Platinum members do indeed get 15 guest certs, or more depending on the size of their account. and they do get a 50% discount on last minute reservations. They dont get this discount on everything that they do.

And there are Platinum members that find themselves with more points than they can use personally, so they are willing make reservations for others at a break even level (your offer is less than that)

There are other platinum members that do rentals as a business, ie they want to make some money when they rent their reservations, chances are you wont get something at break even or less pricing from them, They wont be insulted as Capital City suggests in the post above, but they will say no

And sometimes if you are lucky you will come across a special situation. last year I assisted a Gold VIP who had 1.5 million points in his account about to expire. we advertised these at $3-$4 per 1000 points and got rid of them practically overnight. just so he could recover some of the mf he had invested.. But that was a one time thing, I bought his contract and I rent for a profit

Watch the classified ads and the last minute deals forum here on TUG for opportunities.


----------



## lcml11 (Dec 30, 2012)

khalil said:


> Hi Everyone
> 
> I heard about Wyndham points [solicitation removed].
> I heard platinum members are allowed 15 FREE guest certificates per annum.
> ...



http://www.nxtbook.com/nxtbooks/wyndham/memberdirectory11-12/

Here is a link to the members directory.  The points charts by the resorts are included.  Your price point per thousand points may have some takers that are Platinum if the points you paid for are as specified in the points chart for the unit size of the unit(s) involved.  The owner probably would need to keep the VIP discounts and the upgrade related discounts and your reservations would need to be made 60 days or less.

All of the Wyndham resorts I have been to have been outstanding.  June, July, and August tend to be the high demand months.  Reservations for the price target you are seeking would probably occur in the off seasons for the resorts involved.

Wish you luck.

Example:

Resort:Wyndham Bonnet Creek Resort:  Unit type: 2 Bedroom Deluxe Check-In date: 01/04/2013 Length of stay: 7 nights ...  Total points required: 63,000 

189,000 points are needed under the points chart for this unit.  The point chart rate for this unit would be $756 dollars at $4 dollars per thousand points.  The unit would be $ 340.20 dollars for the unit for the Platinum member at the Club Wyndham Access rate of $5.40 cents per thousand ponts.


----------



## khalil (Dec 30, 2012)

Hi Guys

Thanks for the link of the points chart. If possible can someone post me the  same resorts directory guide.Please send me PM for my postal address.

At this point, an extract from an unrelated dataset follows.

PR #784, opened 2021-12-30
Fix shebang

andreineculau:


ofalvai (approved):
Thank you for the fix @andreineculau!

I am sure that you can understand my offer of $3 per 1000 points.
The South african rand is devalued against the dollar which a dollar is worth  almost nine times in South african Rands more to a  making the US very expensive to visit for a budget traveler like me.
A long time ago many years ago it was almost equivelent rand to the dollar making it affordable.

Just a correction lcm11 Bonnets creek is 84000 points for a 7 day NOT 63000 points Friday and saturday are 39000 in total and sun to thursday is 45000 points totaling to 84000 points.

Just to clarify this example if a Platinum members books for me from Sunday to Thursday midweek in April month at Bonnet creek 60 days or less to occupation will it the points be 22500 for 5 nights after the 50% discount on points?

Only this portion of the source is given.